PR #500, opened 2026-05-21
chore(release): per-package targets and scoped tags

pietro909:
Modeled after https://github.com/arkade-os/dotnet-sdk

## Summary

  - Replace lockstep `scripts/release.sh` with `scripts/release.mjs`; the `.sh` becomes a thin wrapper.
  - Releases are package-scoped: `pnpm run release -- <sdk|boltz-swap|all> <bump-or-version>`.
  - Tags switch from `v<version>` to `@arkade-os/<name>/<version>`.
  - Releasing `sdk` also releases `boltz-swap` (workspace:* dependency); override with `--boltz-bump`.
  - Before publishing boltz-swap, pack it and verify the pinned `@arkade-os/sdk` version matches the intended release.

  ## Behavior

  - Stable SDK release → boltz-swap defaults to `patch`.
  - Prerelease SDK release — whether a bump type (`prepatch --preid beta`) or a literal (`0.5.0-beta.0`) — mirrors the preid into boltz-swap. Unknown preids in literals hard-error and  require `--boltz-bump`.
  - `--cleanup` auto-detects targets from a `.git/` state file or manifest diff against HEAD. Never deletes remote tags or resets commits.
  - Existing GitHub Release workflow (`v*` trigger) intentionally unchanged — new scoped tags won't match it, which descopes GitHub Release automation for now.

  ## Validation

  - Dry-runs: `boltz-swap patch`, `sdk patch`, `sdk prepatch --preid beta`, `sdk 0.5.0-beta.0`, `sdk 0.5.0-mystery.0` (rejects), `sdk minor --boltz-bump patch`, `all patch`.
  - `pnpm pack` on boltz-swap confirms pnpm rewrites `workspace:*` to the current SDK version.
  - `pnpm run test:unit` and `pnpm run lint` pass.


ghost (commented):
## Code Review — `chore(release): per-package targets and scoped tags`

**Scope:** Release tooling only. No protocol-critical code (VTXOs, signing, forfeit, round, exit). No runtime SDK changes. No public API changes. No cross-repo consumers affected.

● ● ● ● ●

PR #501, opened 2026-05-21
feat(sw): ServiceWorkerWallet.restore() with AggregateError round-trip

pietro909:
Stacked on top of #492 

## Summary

● ● ● ● ●

EXERCISE BRIEF —
Look above for the line with "- Prerelease SDK" and the line with "or resets commits."; transcribe both and all lines in between, exactly, and nothing else.

ANSWER SPACE —
  - Prerelease SDK release — whether a bump type (`prepatch --preid beta`) or a literal (`0.5.0-beta.0`) — mirrors the preid into boltz-swap. Unknown preids in literals hard-error and  require `--boltz-bump`.
  - `--cleanup` auto-detects targets from a `.git/` state file or manifest diff against HEAD. Never deletes remote tags or resets commits.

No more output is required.